# fish lake monster mac



## Kingfisher (Jul 25, 2008)

got these pics from a good richfield buddy. report is from fishlake and you can see the lodge/cabins in the background, jan 11. fellow from richfield, wont give name out. word is 41.5 lbs and 42 inches long.[attachment=0:356k0g93]image002.jpg[/attachment:356k0g93][attachment=1:356k0g93]image003.jpg[/attachment:356k0g93]


----------



## muysauve (Jan 7, 2008)

How the heck did he manage to pull that thing out of an 8 in hole??? Holy Crap!!! Nice fish none the less. :?:


----------



## troutwhisperer (Jan 1, 2009)

Where there is a will there is a way, now get back to work Muysauve :mrgreen:


----------



## mjschijf (Oct 1, 2007)

That thing is an absolute beast, especially for Fish Lake. From what I've heard, only about five 40-pounders have ever been caught out of there.
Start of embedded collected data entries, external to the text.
PR #362, opened 2020-11-14
Implement timeout for force_flush and shutdown.

TommyCpp:
- Add the envionment variable support for export timeout.
- Add support of time out when exporting. 
- Added `TraceError` enum, still need to add other error type.

Note that the spec only has configuration for maximum time to export data. So the timeout is based on the export time.

Also included the update from otel-proto

### DIFF
--- a/opentelemetry/Cargo.toml
+++ b/opentelemetry/Cargo.toml
@@ -26,7 +26,7 @@ async-trait = { version = "0.1", optional = true }
 bincode = { version = "1.2", optional = true }
 dashmap = { version = "4.0.0-rc6", optional = true }
 fnv = { version = "1.0", optional = true }
-futures = { version = "0.3", features = ["std"] }
+futures = "0.3"
 lazy_static = "1.4"
 percent-encoding = { version = "2.0", optional = true }
 pin-project = { version = "0.4", optional = true }
--- a/opentelemetry/Cargo.toml
+++ b/opentelemetry/Cargo.toml
@@ -21,17 +21,17 @@ all-features = true
 rustdoc-args = ["--cfg", "docsrs"]
 
 [dependencies]
-async-std = { version = "1.6", features = ["unstable"], default-features = false, optional = true  }
+async-std = { version = "1.6", features = ["unstable"], default-features = false, optional = true }
 async-trait = { version = "0.1", optional = true }
 bincode = { version = "1.2", optional = true }
 dashmap = { version = "4.0.0-rc6", optional = true }
 fnv = { version = "1.0", optional = true }
-futures = "0.3"
+futures = { version = "0.3", features = ["std"] }
 lazy_static = "1.4"
 percent-encoding = { version = "2.0", optional = true }
 pin-project = { version = "0.4", optional = true }
 rand = { version = "0.7", default-features = false, features = ["std"], optional = true }
-regex = { version = "1.3", default-features = false, features = ["std", "perf"], optional = true}
+regex = { version = "1.3", default-features = false, features = ["std", "perf"], optional = true }
 serde = { version = "1.0", features = ["derive", "rc"], optional = true }
 http = { version = "0.2", optional = true }
 thiserror = { version = "1.0", optional = true }
@@ -44,6 +44,7 @@ surf = { version = "2.0", default-features = false, optional = true }
 criterion = "0.3.1"
 rand_distr = "0.3.0"
 tokio = { version = "0.2", features = ["full"] }
+async-std = { version = "1.6", features = ["unstable"] }
 
 [features]
 default = ["trace"]
--- a/opentelemetry/Cargo.toml
+++ b/opentelemetry/Cargo.toml
@@ -48,7 +48,7 @@ async-std = { version = "1.6", features = ["unstable"] }
 
 [features]
 default = ["trace"]
-trace = ["rand", "pin-project", "async-trait", "regex", "percent-encoding"]
+trace = ["rand", "pin-project", "async-trait", "regex", "percent-encoding", "thiserror"]
 metrics = ["thiserror", "dashmap", "fnv"]
 serialize = ["serde", "bincode"]
 
--- a/opentelemetry/src/api/trace/mod.rs
+++ b/opentelemetry/src/api/trace/mod.rs
@@ -136,3 +136,14 @@ pub use self::{
     },
     tracer::{SpanBuilder, Tracer},
 };
+
+use thiserror::Error;
+
+/// Errors returned by the trace API.
+#[derive(Error, Debug, PartialEq)]
+#[non_exhaustive]
+pub enum TraceError {
+    /// Other errors not covered by specific cases.
+    #[error("Trace error: {0}")]
+    Other(String),
+}
--- a/opentelemetry/src/api/trace/mod.rs
+++ b/opentelemetry/src/api/trace/mod.rs
@@ -110,6 +110,8 @@
 //! Please review the W3C specification for details on the [Tracestate
 //! field](https://www.w3.org/TR/trace-context/#tracestate-field).
 //!
+use thiserror::Error;
+
 mod context;
 mod event;
 mod futures;
@@ -136,8 +138,6 @@ pub use self::{
     },
     tracer::{SpanBuilder, Tracer},
 };
-
-use thiserror::Error;
 
 /// Errors returned by the trace API.
 #[derive(Error, Debug, PartialEq)]
--- a/opentelemetry/src/sdk/trace/span_processor.rs
+++ b/opentelemetry/src/sdk/trace/span_processor.rs
@@ -278,7 +278,7 @@ impl BatchSpanProcessor {
                     // Span batch interval time reached or a force flush has been invoked, export current spans.
                     BatchMessage::Flush(Some(ch)) => {
                         let mut results = Vec::with_capacity(
-                            spans.len() / config.max_export_batch_size + 1 as usize,
+                            spans.len() / config.max_export_batch_size + 1,
                         );
                         while !spans.is_empty() {
                             let batch = spans.split_off(
@@ -316,7 +316,7 @@ impl BatchSpanProcessor {
                     // Stream has terminated or processor is shutdown, return to finish execution.
                     BatchMessage::Shutdown(ch) => {
                         let mut results = Vec::with_capacity(
-                            spans.len() / config.max_export_batch_size + 1 as usize,
+                            spans.len() / config.max_export_batch_size + 1,
                         );
                         while !spans.is_empty() {
                             let batch = spans.split_off(
--- a/opentelemetry/src/sdk/trace/span_processor.rs
+++ b/opentelemetry/src/sdk/trace/span_processor.rs
@@ -76,10 +76,10 @@ pub trait SpanProcessor: Send + Sync + std::fmt::Debug {
     /// API, therefore it should not block or throw an exception.
     fn on_end(&self, span: SpanData);
     /// Force the spans lying in the cache to be exported.
-    fn force_flush(&self) -> ExportResult;
+    fn force_flush(&self) -> Result<(), Box<dyn std::error::Error + Send + Sync + 'static>>;
     /// Shuts down the processor. Called when SDK is shut down. This is an
     /// opportunity for processors to do any cleanup required.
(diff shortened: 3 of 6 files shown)


opentelemetry/src/sdk/trace/span_processor.rs
```diff
@@ -71,10 +76,10 @@ pub trait SpanProcessor: Send + Sync + std::fmt::Debug {
     /// API, therefore it should not block or throw an exception.
     fn on_end(&self, span: SpanData);
     /// Force the spans lying in the cache to be exported.
-    fn force_flush(&self);
+    fn force_flush(&self) -> ExportResult;
     /// Shuts down the processor. Called when SDK is shut down. This is an
     /// opportunity for processors to do any cleanup required.
-    fn shutdown(&mut self);
+    fn shutdown(&mut self) -> ExportResult;
```
frigus02, line 82: I think I would prefer to use a different result type here. The spec mentions `ExportResult` as something the export function returns. The functions `force_flush` and `shutdown` don't have a defined result type in the spec. So maybe we just define one ourselves. I think `Result<(), Box<dyn Error>>` or even `TraceError` would be fine.

opentelemetry/src/sdk/trace/span_processor.rs
```diff
@@ -125,13 +130,17 @@ impl SpanProcessor for SimpleSpanProcessor {
...
+        Ok(())
     }
 
-    fn shutdown(&mut self) {
+    fn shutdown(&mut self) -> ExportResult {
         if let Ok(mut exporter) = self.exporter.lock() {
             exporter.shutdown();
+            Ok(())
+        } else {
+            Err(TraceError::Other("When force flushing the SimpleSpanProcessor, the exporter's lock has been positioned".into()).into())
```
frigus02, line 143:
```suggestion
            Err(TraceError::Other("When force flushing the SimpleSpanProcessor, the exporter's lock has been poisoned".into()).into())
```

opentelemetry/src/sdk/trace/span_processor.rs
```diff
@@ -202,47 +211,56 @@ impl SpanProcessor for BatchSpanProcessor {
         }
     }
 
-    fn force_flush(&self) {
-        if let Ok(mut sender) = self.message_sender.lock() {
-            let _ = sender.try_send(BatchMessage::Flush);
+    fn force_flush(&self) -> ExportResult {
+        let mut sender = self.message_sender.lock().map_err(|_| TraceError::Other("When force flushing the BatchSpanProcessor, the message sender's lock has been positioned".into()))?;
```
frigus02, line 215:
```suggestion
        let mut sender = self.message_sender.lock().map_err(|_| TraceError::Other("When force flushing the BatchSpanProcessor, the message sender's lock has been poisoned".into()))?;
```

opentelemetry/src/sdk/trace/span_processor.rs
```diff
@@ -202,47 +211,56 @@ impl SpanProcessor for BatchSpanProcessor {
...
-    fn shutdown(&mut self) {
-        if let Ok(mut sender) = self.message_sender.lock() {
-            // Send shutdown message to worker future
-            if sender.try_send(BatchMessage::Shutdown).is_ok() {
-                if let Some(worker_handle) = self.worker_handle.take() {
-                    // Block waiting for worker to shut down if sending was successful
-                    futures::executor::block_on(worker_handle)
-                }
+    fn shutdown(&mut self) -> ExportResult {
+        let mut sender = self.message_sender.lock().map_err(|_| TraceError::Other("When force flushing the BatchSpanProcessor, the message sender's lock has been positioned".into()))?;
```
frigus02, line 227:
```suggestion
        let mut sender = self.message_sender.lock().map_err(|_| TraceError::Other("When force flushing the BatchSpanProcessor, the message sender's lock has been poisoned".into()))?;
```

opentelemetry/src/sdk/trace/span_processor.rs
```diff
@@ -357,15 +419,45 @@ impl BatchSpanProcessor {
...
+where
+    D: (Fn(time::Duration) -> DS) + Send + Sync + 'static,
+    DS: Future<Output = ()> + 'static + Send + Sync,
+    E: SpanExporter + ?Sized,
+{
+    let export = exporter.export(batch);
+    let timeout = delay(time_out);
+    pin_mut!(export);
+    pin_mut!(timeout);
+    // TODO: Surface error through global error handler
```
frigus02, line 454: I think the comment may be in the wrong place. This function returns the result. I think the reporting is necessary in places where we don't do anything with the result, e.g. in the Flush/Shutdown events of the batch span processor.

frigus02 (commented):
This looks like the correct approach to me. I didn't manage to review the tests, yet. Will try to do this later today.

opentelemetry/src/sdk/trace/span_processor.rs
```diff
@@ -125,13 +130,17 @@ impl SpanProcessor for SimpleSpanProcessor {
...
     }
 
-    fn force_flush(&self) {
+    fn force_flush(&self) -> ExportResult {
         // Ignored since all spans in Simple Processor will be exported as they ended.
+        Ok(())
     }
 
-    fn shutdown(&mut self) {
+    fn shutdown(&mut self) -> ExportResult {
```
flycash, line 138: Do we need to call `force_flush` in `shutdown`? From my understanding, `shutdown` need to do some cleanup before shutdown.

opentelemetry/src/sdk/trace/span_processor.rs
```diff
@@ -547,4 +670,108 @@ mod tests {
...
+    }
+
+    // If the time_out is true, then the result suppose to ended with timeout.
+    // otherwise the exporter should be able to export within time out duration.
+    async fn timeout_test_tokio(time_out: bool) {
+        let mut config = BatchConfig::default();
+        config.max_export_timeout = time::Duration::from_secs(if time_out { 5 } else { 60 });
+        config.scheduled_delay = Duration::from_secs(60 * 60 * 24); // set the tick to 24 hours so we know the span must be exported via force_flush
+        let exporter = BlockingExporter {
+            delay_for: time::Duration::from_secs(if !time_out { 5 } else { 60 }),
```
frigus02, line 755: I think 5 seconds is quite a long time for a test. What kind of delay do we need if we're testing that it does not time out? Would the smallest unit (e.g. 1ms) be enough?

opentelemetry/src/sdk/trace/span_processor.rs
```diff
@@ -547,4 +670,108 @@ mod tests {
...
+        let mut runtime = tokio::runtime::Builder::new()
+            .threaded_scheduler()
+            .enable_all()
+            .build()
+            .unwrap();
+        runtime.block_on(timeout_test_tokio(true));
+        runtime.block_on(timeout_test_tokio(false));
+
+        async_std::task::block_on(timeout_test_std_async(true));
+        async_std::task::block_on(timeout_test_std_async(false));
```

I can only dream of catching a fish that big. I just may have to give Fish Lake a try come ice off.


----------



## troutgass (May 5, 2009)

Wow is all I can say. I fished there a two days before that so it is fun to see that there is a chance at big grand daddy of a fish there  I would love to hear the story of how he caught it because it must be one heck of a story being that huge. Just getting it out of the hole boggles my mind :? but it sounds like this person is going to keep quiet.


----------



## k2muskie (Oct 6, 2007)

WOW :shock: , WOW :shock: , WOW :shock: ....my fingers are typeless...congrats to the Angler...now that is the C-A-T-C-H of a lifetime... :wink: :wink:


----------



## Dodger (Oct 20, 2009)

That's a great catch. Congratulations to your buddy!


----------



## blueboy22 (Sep 30, 2007)

WoW Big Fish there


----------



## gitterdone81 (Sep 3, 2009)

Unbelievable. Wonder how that looked on the fish finder


----------



## Ton_Def (Dec 23, 2008)

troutgass said:


> but it sounds like this person is going to keep quiet.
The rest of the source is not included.